Implications and Future Directions
VectraFlow generalizes LLM-based stream analytics along several dimensions:
- Unified Operator Abstractions: Merges relational and CEP-style operators over unstructured inputs with stateful, temporally aware reasoning.
- Systematic Throughput/Accuracy Tuning: Offers configurable tradeoff envelopes, enabling context-sensitive allocation of LLM and embedding resources to maximize throughput under cost or quality constraints.
- Transparent Pipeline Instrumentation: Promotes full-system observability, a prerequisite for enterprise adoption in regulated or mission-critical domains.
- Foundations for Agentic Reasoning: The separation of semantic extraction and temporal logic can serve as a substrate for future neuro-symbolic or memory-augmented agent architectures.

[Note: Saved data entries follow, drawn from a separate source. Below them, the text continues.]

PR #4935, opened 2026-09-01
Bug #76390 and #76391, don't drop or blank real historical data in Date Comparison

jkidacki-inetsoft:
## Summary

Both bugs trace to the same root heuristic in `DateComparisonUtil.computeValidParts()` and are consolidated into one PR since #76390's fix builds directly on #76391's.

### Bug #76391 — Year_MonthToDate Chart4: WeekOfMonth rows missing

`computeValidParts()` used "does the most-recent comparison period's own data have a row for this part" as a proxy for "has the most-recent period chronologically reached this part yet." Those conditions only coincide when the most recent period's data is dense. When it's merely sparse — a real bucket with zero matching rows — the old algorithm dropped that bucket's data for *every* period, including older periods with real, legitimate rows for it.

**Fix:** keep a part valid whenever it sorts at or before the last part the most recent period's own rows actually reach, instead of requiring an exact row match. A part that sorts strictly beyond that point is still treated as an unreached "future" bucket and stays excluded, preserving the behavior Bug #75152/#76389 rely on.

### Bug #76390 — Shared dc1 Chart4: per-bar date labels blank after the first facet group

`DateComparisonFormat.initPartDate()` independently re-ran the same orphaned-cell heuristic (via `computeValidParts()`) purely to decide which facet groups' date labels to blank — but any row that reaches `DateComparisonFormat` has already passed the legitimate future-bucket filter upstream in `applyDateRange()`'s `ValidPartsSelector`. Re-filtering at the label stage was pure redundant/harmful duplication specific to facet mode, blanking real labels for every facet group after the first.

**Fix:** remove the redundant `orphanedCells` label-blanking logic from `DateComparisonFormat` entirely.

## Test plan

- [x] New tests: `DateComparisonUtilValidPartsTest` (reproduces #76391's exact drop pattern; guards the legitimate future-bucket-hiding case), `DateComparisonFormatOrphanedFacetTest` (reproduces #76390's exact label-blanking pattern)
- [x] Existing `DateComparisonIntervalConditionTest`, `DcFormatTableLensTest`, `VSChartShowDataServiceTest`, `DCMergeDateFilterTest` still pass
- [x] #76391 independently re-verified by a second reviewer pass (re-ran diff + all tests, probed edge cases)
- [x] #76390 verified live against the actual imported `Shared dc1.vso` on a running server (confirmed the reported bug reproduces pre-fix; test-verified post-fix)

Fixes Redmine #76391. Fixes Redmine #76390.

### DIFF
--- a/core/src/main/java/inetsoft/uql/viewsheet/internal/DateComparisonFormat.java
+++ b/core/src/main/java/inetsoft/uql/viewsheet/internal/DateComparisonFormat.java
@@ -150,27 +150,32 @@ public class DateComparisonFormat extends Format {
             }
          }
 
-         // Remove orphaned cells (no current-year data) using the same heuristic as
-         // DateComparisonUtil.computeValidParts(). An empty validParts set means either
-         // no data, MergePartCell period without a date value, or per-part real-date
-         // layout — in all those cases no filtering is applied.
-         Set<Object> orphanedCells = new HashSet<>();
-         Set<Object> validParts = DateComparisonUtil.computeValidParts(data, dateCol, partCol, null);
-
-         if(!validParts.isEmpty()) {
-            Iterator<Map.Entry<Object, Set<Date>>> it = partDates.entrySet().iterator();
-
-            while(it.hasNext()) {
-               Map.Entry<Object, Set<Date>> entry = it.next();
-
-               if(!validParts.contains(entry.getKey())) {
-                  orphanedCells.add(entry.getKey());
-                  it.remove();
-               }
-            }
-         }
-
-         this.orphanedCells = orphanedCells;
+         // NOTE (Bug #76390): this used to remove "orphaned" part entries here --
+         // i.e. any partCol value not in DateComparisonUtil.computeValidParts(data,
+         // dateCol, partCol, null) -- and blank that part's axis label entirely,
+         // using the same "does this part have a row in the single most recent
+         // period" heuristic as DateComparisonUtil.applyDateRange()'s
+         // ValidPartsSelector. That heuristic is sound for ValidPartsSelector, which
+         // filters raw, not-yet-verified rows out of the plotted/exported dataset
+         // before anything here runs.
+         //
+         // But every entry partDates can ever contain is, by construction (see the
+         // loop above), already backed by a real row with a real plotted value --
+         // there is no "spurious future" data to discover and strip at this point.
+         // In a faceted date-comparison chart, one partCol value legitimately *is*
+         // one facet group, and different facet groups routinely finish carrying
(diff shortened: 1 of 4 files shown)


jkidacki-inetsoft:
Pushed a follow-up commit addressing a residual gap found during manual live verification against the actual reported fixture, plus both inline review notes above.

## Residual gap in #76391's original fix

Live-testing against the real `Year_MonthToDate.vso` Chart4 (the exact scenario from Bug #76391) showed two of the three originally-reported rows now render (7-1, 9-2), but **WeekOfMonth "12-2" (2019: 18) still didn't**.

Root cause: the real "part" values are `DCMergeDatePartFilter.MergePartCell` instances — a two-element tuple (month component + week-of-month component; "12-1" = `[12, 1]`), not the plain `month*10+week` integers the original fix's test approximated. 2020 (the most recent period) reaches month 12 (has a "12-1" row) but its calendar never produces a "12-2" split week, so `maxPart` is "12-1" — and the existing sort-based rescue (`part <= maxPart`) still excluded "12-2" since its tuple sorts after "12-1", even though 2020 plainly reached month 12.

**Fix:** additionally treat a `MergePartCell` as valid if it shares `maxPart`'s leading (non-tie-breaking) components, regardless of its own trailing value. Every family strictly before `maxPart`'s own family is already handled by the existing sort rule (the leading component alone decides it), so this only closes the trailing-edge gap at `maxPart`'s own family.

Added `mergePartCellSharingMaxPartsLeadingComponentsIsNotOrphaned`, which builds real `MergePartCell` instances via `DCMergeDatePartFilter` (not the plain-Integer approximation the existing tests use) — that encoding gap is exactly why this wasn't caught the first time.

## Review notes addressed

1. Removed the stale doc-comment paragraph on `computeValidParts()` claiming it's used by `DateComparisonFormat.initPartDate()` (no longer true post Bug #76390's fix).
2. The widening loop now re-applies the same `startDate` filter as the first pass, so its result means the same thing regardless of what selector a future caller composes it with.

12/12 regression tests pass (`DateComparisonUtilValidPartsTest`, `DateComparisonIntervalConditionTest`, `DcFormatTableLensTest`, `VSChartShowDataServiceTest`, `DCMergeDateFilterTest`, `DCMergeDatePartFilterTest`). Live-verified twice against the actual fixture — all three originally-reported rows (7-1, 9-2, 12-2) now render.

jshobe-inetsoft (approved):

jshobe-inetsoft (changes requested):
There are merge conflicts that need to be resolved.

jshobe-inetsoft (approved):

The architecture’s modularity and composability make it amenable to further advances, such as:
- Incorporating context-adaptive prompt optimization or cost-based semantic operator selection.
- Extending to multimodal or multi-entity event detection.
- Integrating learned pattern discovery atop programmable rule-based temporal logic.
Conclusion
VectraFlow (2604.03855) advances the state-of-the-art in LLM-powered analytics by introducing continuous, stateful, and semantically expressive stream processing over unstructured data. By unifying LLM-based semantic extraction with efficient, automaton-driven temporal reasoning in an inspectable, tunable dataflow system, it significantly broadens the applicability of AI-driven event analytics. This paradigm will inform the design of future real-time, robust, and accountable unstructured stream processing systems in clinical, financial, and compliance-critical domains.